Interview with the Buckham Center Director of the Faribault Parks and Recreation Department
On the other hand, another community member, Paul J. Peanasky, the Buckham Center Director of the Faribault Parks and Recreation Department (the complex in front of which the monument stands), reacted thus:
In a city with 95% Christians, I don’t see anything wrong with having a monument that expresses Christian values.
He cited its general inoffensiveness to the public due to a lack of community complaints. Peanasky also mentioned that the monument it is mostly Christians that take issue with the monument:
The only people who complain are not those of a minority religious background in our community. Usually it’s people from a Christian background who want their separation of Church and State that they were raised on.
And yet he, too noted its desired interfaith inclusivity. In speaking about the Ten Commandments, he articulated a sentiment that has been expressed by those who have rallied around such monuments in Minnesota and elsewhere in the United States:
I think that it represents many different religious backgrounds because it’s got all the different religious symbols all over it, so it doesn’t just represent the Christian religion. I don’t know who thought of that, but they really thought ahead. Some lawyer, probably.
Peanasky was a good resource in that he got most of the phone calls either complaining about the monuments or their removal. He commented:
In the late fall, we usually put up a Nativity scene right behind the Ten Commandments monument. We get a number of complaints about that, and it’s a bit of a hot topic, so I don’t really want to talk about it, but the Ten Commandments is more of a historical monument and we don’t have any complaints about it, basically.
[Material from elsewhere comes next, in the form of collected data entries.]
PR #3427, opened 2024-05-18
Fix #3425 jooby-pac4j module: set config for ProfileManager in Pac4jC…

### LINKED ISSUE #3425: jooby-pac4j oidc: never renew profile?
Hello,

I'm having an issue with renewing the profile after  has expired (for OIDC flow).

The problem arises because the profile is cleared every time in the ProfileManager, as the class has not set the config. Consequently, the profile is never renewed.

Take a look at the code:
In [Pac4JModule](https://github.com/jooby-project/jooby/blob/3.x/modules/jooby-pac4j/src/main/java/io/jooby/pac4j/Pac4jModule.java#L584) the current user is set as follows:
```java
application.setCurrentUser(new Pac4jCurrentUser());
```

The current user class has the following method:
```java
  public Object apply(Context ctx) {
    Pac4jContext pac4jContext = Pac4jContext.create(ctx);
    ProfileManager pm = new ProfileManager(pac4jContext, pac4jContext.getSessionStore());
    return pm.getProfile().orElse(null);
  }
```
Here, we have an initialized [ProfileManager](https://github.com/pac4j/pac4j/blob/5.7.x/pac4j-core/src/main/java/org/pac4j/core/profile/ProfileManager.java) without a config. The config should probably be set using the public method of ProfileManager setConfig(Config config).

The getProfile method calls the ``removeOrRenewExpiredProfiles`` method in ``ProfileManager``, which includes the following condition:
```java
    protected void removeOrRenewExpiredProfiles(final LinkedHashMap<String, UserProfile> profiles, final boolean readFromSession) {
        var profilesUpdated = false;
        for (final var entry : profiles.entrySet()) {
            final var key = entry.getKey();
            final var profile = entry.getValue();
            if (profile.isExpired()) {
                LOGGER.debug("Expired profile: {}", profile);
                profilesUpdated = true;
                profiles.remove(key);
                if (config != null && profile.getClientName() != null) {
                    final var client = config.getClients().findClient(profile.getClientName());
                    if (client.isPresent()) {
                        try {
                            final var newProfile = client.get().renewUserProfile(profile, context, sessionStore);
                            if (newProfile.isPresent()) {
                                LOGGER.debug("Renewed by profile: {}", newProfile);
                                profiles.put(key, newProfile.get());
                            }
                        } catch (final RuntimeException e) {
                            logger.error("Unable to renew the user profile for key: {}", key, e);
                        }
                    }
                }
            }
        }
        if (profilesUpdated) {
            saveAll(profiles, readFromSession);
        }
    }
```
In the method you see the condition
```java
if (config != null && profile.getClientName() != null) {
```
I suspect that this condition will always be null when ProfileManager is called by Pac4jCurrentUser, resulting in the profile always being cleared.

Could you please advise me on how to bypass this problem? Or perhaps it should be fixed?

Thank you.

tkarlinski:
Fix renewing the Profile in the jooby-pac4j module by setting the configuration for the ProfileManager in Pac4jCurrentUser.

### DIFF
--- a/modules/jooby-pac4j/src/main/java/io/jooby/pac4j/Pac4jModule.java
+++ b/modules/jooby-pac4j/src/main/java/io/jooby/pac4j/Pac4jModule.java
@@ -580,8 +580,11 @@ public class Pac4jModule implements Extension {
             options.setDefaultUrl(defaultUrl);
           });
     }
+
+    application.getServices().put(Config.class, pac4j);
+
     /** Set current user provider */
-    application.setCurrentUser(new Pac4jCurrentUser(pac4j));
+    application.setCurrentUser(new Pac4jCurrentUser());
     // cleanup
     clientMap.clear();
   }
--- a/modules/jooby-pac4j/src/main/java/io/jooby/pac4j/Pac4jModule.java
+++ b/modules/jooby-pac4j/src/main/java/io/jooby/pac4j/Pac4jModule.java
@@ -581,7 +581,7 @@ public class Pac4jModule implements Extension {
           });
     }
     /** Set current user provider */
-    application.setCurrentUser(new Pac4jCurrentUser());
+    application.setCurrentUser(new Pac4jCurrentUser(pac4j));
     // cleanup
     clientMap.clear();
   }
--- a/modules/jooby-pac4j/src/main/java/io/jooby/internal/pac4j/Pac4jCurrentUser.java
+++ b/modules/jooby-pac4j/src/main/java/io/jooby/internal/pac4j/Pac4jCurrentUser.java
@@ -8,15 +8,24 @@ package io.jooby.internal.pac4j;
 import java.util.function.Function;
 
 import org.pac4j.core.profile.ProfileManager;
+import org.pac4j.core.config.Config;
 
 import io.jooby.Context;
 import io.jooby.pac4j.Pac4jContext;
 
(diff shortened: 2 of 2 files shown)


modules/jooby-pac4j/src/main/java/io/jooby/pac4j/Pac4jModule.java
```diff
@@ -581,7 +581,7 @@ public void install(@NonNull Jooby application) throws Exception {
           });
     }
     /** Set current user provider */
-    application.setCurrentUser(new Pac4jCurrentUser());
+    application.setCurrentUser(new Pac4jCurrentUser(pac4j));
```
jknack, line 584: Let's make the pac4j configuration accesible by adding to registry:

```
application.getServices().put(Config.class, pac4j);
```

jknack (changes requested):
Looks good, let's make one more change.

modules/jooby-pac4j/src/main/java/io/jooby/pac4j/Pac4jModule.java
tkarlinski: OK. I added the configuration to the registry at the end of the ``install`` method because above, the configuration can be changed

jknack (approved):

PR #3502, opened 2024-08-14
415 unsupported media type when using mount to add routes

### LINKED ISSUE #3400: decoders not shared to the mounted routes

### LINKED ISSUE #3500: 415 unsupported media type when using mount to add routes
This is a weird one that started happening since 3.0.8 onwards.

If I add a POST route that is declared in another router via a `mount` then I get a 415 error when POSTing a valid JSON payload.

If I add the same route directly to the server, I get the expected valid response.

Best demonstrated via the following MWE:

```java
import io.jooby.Jooby;
import io.jooby.StatusCode;
import io.jooby.gson.GsonModule;

public class WidgetService extends Jooby {

	public WidgetService() {
		install(new GsonModule());

		post("/api/widgets1", ctx -> {
			Widget widget = ctx.body().to(Widget.class);
			System.out.println("Created " + widget);
			return ctx.send(StatusCode.CREATED);
		});

		mount(new WidgetRouter());

	}

		new WidgetService().start();
	}

}

class WidgetRouter extends Jooby {

	public WidgetRouter() {

		post("/api/widgets2", ctx -> {
			Widget widget = ctx.body().to(Widget.class);
			System.out.println("Created " + widget);
			return ctx.send(StatusCode.CREATED);
		});

	}
}

```
`Widget` is just a POJO with a couple of string fields.

A POST containing valid JSON to `/api/widgets1` works and returns the expected 201 response.

The same POST to `/api/widgets2`  throws a 415 unsupported media type with the following stack trace:

```
ERROR WidgetService - POST /api/widgets2 415 Unsupported Media Type
 io.jooby.exception.UnsupportedMediaType: application/json
	at io.jooby.MessageDecoder.lambda$static$0(MessageDecoder.java:24)
	at io.jooby.DefaultContext.decode(DefaultContext.java:420)
	at io.jooby.internal.netty.NettyBody.to(NettyBody.java:103)
	at io.jooby.Body.to(Body.java:100)
	at WidgetRouter.lambda$new$baa66101$1(WidgetService.java:32)
	at io.jooby.internal.handler.DefaultHandler.lambda$apply$e67b40fd$1(DefaultHandler.java:21)
	at io.jooby.Route$Filter$1.apply(Route.java:94)
	at io.jooby.internal.handler.WorkerHandler.lambda$apply$0(WorkerHandler.java:22)
	at java.base/java.util.concurrent.ThreadPoolExecutor.runWorker(ThreadPoolExecutor.java:1144)
	at java.base/java.util.concurrent.ThreadPoolExecutor$Worker.run(ThreadPoolExecutor.java:642)
	at io.netty.util.concurrent.FastThreadLocalRunnable.run(FastThreadLocalRunnable.java:30)
	at java.base/java.lang.Thread.run(Thread.java:1583)
```

I'm using the following dependencies in my `build.gradle`:

```
dependencies {
	def joobyVer = '3.2.7';
	implementation group: 'io.jooby', name: 'jooby-netty', version: joobyVer;
	implementation group: 'io.jooby', name: 'jooby-gson', version: joobyVer;
	implementation group: 'ch.qos.logback', name: 'logback-classic', version: '1.5.6';
}
```

I've been messing around with this for a bit trying to work out why my service started breaking after I upgraded from 3.0.7 to 3.2.7, and as far as I can tell, it is the use of `mount` to add the route that leads to the 415 error.

I've tried Jackson instead of Gson, and get the same result.

As mentioned, versions prior to 3.0.8 don't seem to have this problem.

jknack:
- fix #3500
- fix #3400

### DIFF
--- a/jooby/src/main/java/io/jooby/internal/RouterImpl.java
+++ b/jooby/src/main/java/io/jooby/internal/RouterImpl.java
@@ -911,7 +911,8 @@ public class RouterImpl implements Router {
     it.setExecutorKey(src.getExecutorKey());
     it.setTags(src.getTags());
     it.setDescription(src.getDescription());
-    it.setDecoders(src.getDecoders());
+    // DO NOT COPY: See https://github.com/jooby-project/jooby/issues/3500
+    // it.setDecoders(src.getDecoders());
     it.setMvcMethod(src.getMvcMethod());
     it.setNonBlocking(src.isNonBlocking());
     it.setSummary(src.getSummary());
@@ -983,7 +984,7 @@ public class RouterImpl implements Router {
       Jooby app = (Jooby) router;
       override(src, app.getRouter(), consumer);
     } else if (router instanceof RouterImpl that) {
-      consumer.accept((RouterImpl) src, that);
+      consumer.accept(src, that);
     }
   }
 
--- a/tests/pom.xml
+++ b/tests/pom.xml
@@ -35,6 +35,11 @@
     </dependency>
     <dependency>
       <groupId>io.jooby</groupId>
+      <artifactId>jooby-gson</artifactId>
+      <version>${jooby.version}</version>
+    </dependency>
+    <dependency>
+      <groupId>io.jooby</groupId>
       <artifactId>jooby-avaje-jsonb</artifactId>
       <version>${jooby.version}</version>
     </dependency>
@@ -250,7 +255,6 @@
       <version>1.37</version>
       <scope>test</scope>
     </dependency>
-
   </dependencies>
 
   <build>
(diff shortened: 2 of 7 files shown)


kliushnichenko:
looks good, if build failures are not related to the changes 😄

He was also the person contacted by the Freedom From Religion Foundation, the only major source of complaints about the monolith. He stated:
The Freedom From Religion Foundation is the name of the organization that is complaining, and they brag about having 10,000 members nationwide, but if you think about it, Northfield has about 20,000 people. And they’re not from here; they’re from Madison, Wisconsin.
The general sentiment communicated by Peanasky, as well as the other community members, is that the monolith is generally either treasured or happily tolerated. For example, he recalled:
Back when there was all that controversy about the Ten Commandments in Duluth, a news group came out here to interview people about it and they couldn’t find a single person who objected, who didn’t want the Ten Commandments to be there.